The city government took over the IRT's operations on June 12, 1940. The station's decline commenced in the late 1940s when platforms on the IRT Broadway–Seventh Avenue Line from 103rd Street to 238th Street were lengthened to 514 ft to allow trains of ten 51.4 ft cars to stop at these stations; previously, platforms could only accommodate six-car local trains. The platform extensions were opened in stages through 1948. The IRT routes were given numbered designations in 1948 with the introduction of "R-type" rolling stock, which contained rollsigns with numbered designations for each service. The Broadway route to 242nd Street became known as the 1 and the Lenox Avenue route as the 3.
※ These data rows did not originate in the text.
PR #489, opened 2022-01-18
Implement Key Manager Delete Endpoint

joaquim-verges:
API spec: https://github.com/ethereum/keymanager-APIs/tree/master/flows#delete

Part of the keymanger API implementation: #439

### DIFF
--- a/core/src/main/java/tech/pegasys/web3signer/core/Eth2Runner.java
+++ b/core/src/main/java/tech/pegasys/web3signer/core/Eth2Runner.java
@@ -14,6 +14,7 @@ package tech.pegasys.web3signer.core;
 
 import static tech.pegasys.web3signer.core.service.http.OpenApiOperationsId.ETH2_LIST;
 import static tech.pegasys.web3signer.core.service.http.OpenApiOperationsId.ETH2_SIGN;
+import static tech.pegasys.web3signer.core.service.http.OpenApiOperationsId.KEYMANAGER_DELETE;
 import static tech.pegasys.web3signer.core.service.http.OpenApiOperationsId.KEYMANAGER_IMPORT;
 import static tech.pegasys.web3signer.core.service.http.OpenApiOperationsId.KEYMANAGER_LIST;
 import static tech.pegasys.web3signer.core.service.http.OpenApiOperationsId.RELOAD;
@@ -38,6 +39,7 @@ import tech.pegasys.web3signer.core.multikey.metadata.parser.YamlSignerParser;
 import tech.pegasys.web3signer.core.multikey.metadata.yubihsm.YubiHsmOpaqueDataProvider;
 import tech.pegasys.web3signer.core.service.http.SigningObjectMapperFactory;
 import tech.pegasys.web3signer.core.service.http.handlers.LogErrorHandler;
+import tech.pegasys.web3signer.core.service.http.handlers.keymanager.delete.DeleteKeystoresHandler;
 import tech.pegasys.web3signer.core.service.http.handlers.keymanager.imports.ImportKeystoresHandler;
 import tech.pegasys.web3signer.core.service.http.handlers.keymanager.list.ListKeystoresHandler;
 import tech.pegasys.web3signer.core.service.http.handlers.signing.SignerForIdentifier;
@@ -176,6 +178,13 @@ public class Eth2Runner extends Runner {
           KEYMANAGER_IMPORT.name(),
           new BlockingHandlerDecorator(
               new ImportKeystoresHandler(
+                  objectMapper, config.getKeyConfigPath(), slashingProtection, blsSignerProvider),
+              false));
+
+      routerFactory.addHandlerByOperationId(
+          KEYMANAGER_DELETE.name(),
+          new BlockingHandlerDecorator(
+              new DeleteKeystoresHandler(
                   objectMapper, config.getKeyConfigPath(), slashingProtection, blsSignerProvider),
               false));
     }
--- a/core/src/main/java/tech/pegasys/web3signer/core/Eth2Runner.java
+++ b/core/src/main/java/tech/pegasys/web3signer/core/Eth2Runner.java
@@ -174,6 +174,7 @@ public class Eth2Runner extends Runner {
           KEYMANAGER_LIST.name(),
           new BlockingHandlerDecorator(
               new ListKeystoresHandler(blsSignerProvider, objectMapper), false));
+      routerFactory.addFailureHandlerByOperationId(KEYMANAGER_DELETE.name(), errorHandler);
 
       routerFactory.addHandlerByOperationId(
           KEYMANAGER_IMPORT.name(),
@@ -181,6 +182,7 @@ public class Eth2Runner extends Runner {
               new ImportKeystoresHandler(
                   objectMapper, config.getKeyConfigPath(), slashingProtection, blsSignerProvider),
               false));
+      routerFactory.addFailureHandlerByOperationId(KEYMANAGER_IMPORT.name(), errorHandler);
 
       routerFactory.addHandlerByOperationId(
           KEYMANAGER_DELETE.name(),
@@ -191,6 +193,7 @@ public class Eth2Runner extends Runner {
                   slashingProtection,
                   blsSignerProvider),
               false));
+      routerFactory.addFailureHandlerByOperationId(KEYMANAGER_DELETE.name(), errorHandler);
     }
   }
 
--- a/core/src/main/java/tech/pegasys/web3signer/core/Eth2Runner.java
+++ b/core/src/main/java/tech/pegasys/web3signer/core/Eth2Runner.java
@@ -40,6 +40,7 @@ import tech.pegasys.web3signer.core.multikey.metadata.yubihsm.YubiHsmOpaqueDataP
 import tech.pegasys.web3signer.core.service.http.SigningObjectMapperFactory;
 import tech.pegasys.web3signer.core.service.http.handlers.LogErrorHandler;
 import tech.pegasys.web3signer.core.service.http.handlers.keymanager.delete.DeleteKeystoresHandler;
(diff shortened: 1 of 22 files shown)


core/src/main/java/tech/pegasys/web3signer/core/service/http/handlers/keymanager/delete/DeleteKeystoresHandler.java
```diff
@@ -0,0 +1,229 @@
...
+        }
+        // Remove active key from memory first, will stop any further signing with this key
+        signerProvider.removeSigner(pubkey).get();
+        // Then, delete the corresponding keystore file
+        if (keystoreConfigFile.isPresent()) {
+          Files.delete(keystoreConfigFile.get());
+        }
+        // finally, add result response
+        keysToExport.add(pubkey);
+        results.add(new DeleteKeystoreResult(DeleteKeystoreStatus.DELETED, ""));
```
jframe, line 133: If the keystore is read-only then we should be returning an error as it hasn't been deleted

core/src/main/java/tech/pegasys/web3signer/core/service/http/handlers/keymanager/delete/DeleteKeystoresHandler.java
```diff
@@ -0,0 +1,229 @@
...
+      } catch (Exception e) {
+        results.add(
```
jframe, line 135: Can a test be added for the case where deleting a key fails

core/src/main/java/tech/pegasys/web3signer/core/service/http/handlers/keymanager/delete/DeleteKeystoresHandler.java
```diff
@@ -0,0 +1,229 @@
...
+
+    // export slashing protection data for 'deleted' and 'not_active' keys
+    String slashingProtectionExport = null;
+    if (slashingProtection.isPresent()) {
+      try {
+        final ByteArrayOutputStream outputStream = new ByteArrayOutputStream();
+        slashingProtection.get().exportWithFilter(outputStream, keysToExport);
+        slashingProtectionExport = outputStream.toString(StandardCharsets.UTF_8);
+      } catch (Exception e) {
+        LOG.debug("Failed to export slashing data", e);
```
jframe, line 149: Can test be added for the case that slashing protection data can't be exported and errors need to be returned for the keys

core/src/main/java/tech/pegasys/web3signer/core/service/http/handlers/keymanager/delete/DeleteKeystoresHandler.java
```diff
@@ -0,0 +1,229 @@
...
+          .setStatusCode(SUCCESS)
+          .end(
+              objectMapper.writeValueAsString(
+                  new DeleteKeystoresResponse(results, slashingProtectionExport)));
+    } catch (JsonProcessingException e) {
+      context.fail(SERVER_ERROR, e);
+    }
+  }
+
+  private Optional<Path> findKeystoreConfigFile(final String pubkey) throws IOException {
```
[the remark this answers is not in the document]
joaquim-verges: that would be nice - for now to clean things up I can extract this out into its own class

core/src/main/java/tech/pegasys/web3signer/core/service/http/handlers/keymanager/delete/DeleteKeystoresHandler.java
joaquim-verges: any good example on how to simulate an IO failure? not sure how to do that in tests

core/src/main/java/tech/pegasys/web3signer/core/service/http/handlers/keymanager/delete/DeleteKeystoresHandler.java
joaquim-verges: how do you simulate an export failure? any examples in other tests?

core/src/main/java/tech/pegasys/web3signer/core/service/http/handlers/keymanager/delete/DeleteKeystoresHandler.java
```diff
@@ -0,0 +1,198 @@
...
+              new DeleteKeystoreResult(
+                  DeleteKeystoreStatus.ERROR, "Unable to delete readonly key: " + pubkey));
+          continue;
+        }
+
+        // Remove active key from memory first, will stop any further signing with this key
+        signerProvider.removeSigner(pubkey).get();
+        // Then, delete the corresponding keystore file
+        if (keystoreConfigFiles.isPresent()) {
+          for (final Path path : keystoreConfigFiles.get()) {
```
jframe, line 144: Seems like we don't need to the key config files we just need to be able to delete them. Perhaps change the KeystoreFileManager api to have a delete method instead of a findKeystoreConfigFiles method.

core/src/main/java/tech/pegasys/web3signer/core/service/http/handlers/keymanager/delete/DeleteKeystoresHandler.java
```diff
@@ -0,0 +1,198 @@
...
+      final List<DeleteKeystoreResult> results, final List<String> keysToExport) {
+    // export slashing protection data for 'deleted' and 'not_active' keys
+    String slashingProtectionExport = null;
+    if (slashingProtection.isPresent()) {
+      try {
+        final ByteArrayOutputStream outputStream = new ByteArrayOutputStream();
+        slashingProtection.get().exportWithFilter(outputStream, keysToExport);
+        slashingProtectionExport = outputStream.toString(StandardCharsets.UTF_8);
+      } catch (Exception e) {
+        LOG.error("Failed to export slashing data", e);
```
jframe, line 171: Can you add a test for failing to export the slashing protection data

core/src/main/java/tech/pegasys/web3signer/core/service/http/handlers/keymanager/delete/DeleteKeystoresHandler.java
joaquim-verges: done

core/src/main/java/tech/pegasys/web3signer/core/Eth2Runner.java
```diff
@@ -178,6 +181,16 @@ private void registerEth2Routes(
...
+
+      routerFactory.addHandlerByOperationId(
+          KEYMANAGER_DELETE.name(),
+          new BlockingHandlerDecorator(
+              new DeleteKeystoresHandler(
+                  objectMapper,
+                  new KeystoreFileManager(config.getKeyConfigPath()),
+                  slashingProtection,
+                  blsSignerProvider),
+              false));
```
siladu, line 193: Does this need the errorHandler adding as failure handler? I think same applies to the list and import operations too.

siladu: Maybe a question for @jframe

joaquim-verges:
@jframe added some unit tests for all the checked exceptions - lmk if that works for you

core/src/main/java/tech/pegasys/web3signer/core/Eth2Runner.java
jframe: Yes we should add that. That will add some additional logging if the request fails.

jframe:
> @jframe added some unit tests for all the checked exceptions - lmk if that works for you

Unit tests look good.

jframe (commented):
Looks your PR is failing due to spotless

core/src/main/java/tech/pegasys/web3signer/core/Eth2Runner.java
joaquim-verges: done

joaquim-verges:
@jframe @siladu thanks for the reviews!

jframe (approved):

core/src/main/java/tech/pegasys/web3signer/core/service/http/handlers/keymanager/delete/DeleteKeystoresProcessor.java
```diff
@@ -0,0 +1,143 @@
...
+        if (signer.get() instanceof BlsArtifactSigner
+            && ((BlsArtifactSigner) signer.get()).isReadOnlyKey()) {
+          results.add(
+              new DeleteKeystoreResult(
+                  DeleteKeystoreStatus.ERROR, "Unable to delete readonly key: " + pubkey));
+          continue;
+        }
+
+        // Remove active key from memory first, will stop any further signing with this key
+        signerProvider.removeSigner(pubkey).get();
```
siladu, line 101: nit: If we want removeSigner to be synchronous (i.e. wait until it's definitely deleted) for all usages then is there any need for removeSigner to be implemented with an executerService?

siladu: I think the same could be said for addSigner

siladu (approved):
One nitpick about some redundant code but otherwise looks good. I like the splitting out of the processor and key manager classes, makes it easier to digest and think about test cases.

core/src/main/java/tech/pegasys/web3signer/core/service/http/handlers/keymanager/delete/DeleteKeystoresProcessor.java
joaquim-verges: the reason why I kept it using the executorService is because that way I can guarantee that the add/remove happens on a single thread (the executor used there is a `Executors.newSingleThreadExecutor()`)

siladu: ah, makes sense - thanks for the explanation!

A new service pattern was implemented on the line during peak hours in the late 1950s, removing a rush-hour service bottleneck north of 96th Street by rerouting local trains up the Broadway–Seventh Avenue Line to Van Cortlandt Park–242nd Street and express trains to the Bronx or 145th Street via the IRT Lenox Avenue Line. On February 6, 1959, all Broadway trains became locals, and all Lenox Avenue trains became expresses, eliminating the need to switch tracks. The rush-hour service could not be implemented until the platform extensions at stations on the line were completed. The original IRT stations north of Times Square could only fit five- or six-car trains. By 1958, the platform extensions at the local stations were nearly completed, but there were more problems with the platform extensions at the two express stations, 72nd Street and 96th Street. At 72nd Street, the track layout was simply changed, but at 96th Street, the local tracks and the outside walls had to be moved. A new mezzanine with stairways to the street was built between West 93rd Street and West 94th Street. The 86th Street and 96th Street stations had their platforms extended in order to accommodate 10-car trains. The 91st Street station could not have its platforms extended because they would already be too close to the other two stations. It was closed on February 2, 1959. Advertisements from 1959 persisted for several years before the station walls were graffitied over.

== Station layout ==
| Ground | Street level |
| Platform level | Side platform, not in service |
| Northbound local | ← ( late nights) do not stop here |
| Northbound express | ← do not stop here |
| Southbound express | do not stop here → |
| Southbound local | ( late nights) do not stop here → |
Side platform, not in service

Like other local stations, 91st Street has four tracks and two abandoned side platforms. The two local tracks, which formerly served the station, are used by the 1 train at all times and the 2 train during late nights. The two express tracks are used by the 2 train during daytime hours and the 3 train at all times. The platforms were 200 ft long, like at other local stations on the original IRT. While the local tracks stay level, the express tracks are at a lower elevation throughout most of the station.

As with other stations built as part of the original IRT, the station was constructed using a cut-and-cover method. The tunnel is covered by a U-shaped trough that contains utility pipes and wires. This trough contains a foundation of concrete no less than 4 in thick. Each former platform consists of 3 in concrete slabs, beneath which are drainage basins. The former platforms contain circular, cast-iron Doric-style columns spaced every 15 ft. Additional columns between the tracks, spaced every 5 ft, support the jack-arched concrete station roofs. There is a 1 in gap between the trough wall and the platform walls, which are made of 4 in-thick brick covered over by a tiled finish.

The decorative scheme consisted of blue tile tablets, green tile bands, a yellow faience cornice, and violet faience plaques. The mosaic tiles at all original IRT stations were manufactured by the American Encaustic Tiling Company, which subcontracted the installations at each station. The decorative work was performed by tile contractor Alfred Boote Company and faience contractor Rookwood Pottery Company. The 91st Street station is fairly well preserved, with the exception of some litter and graffiti.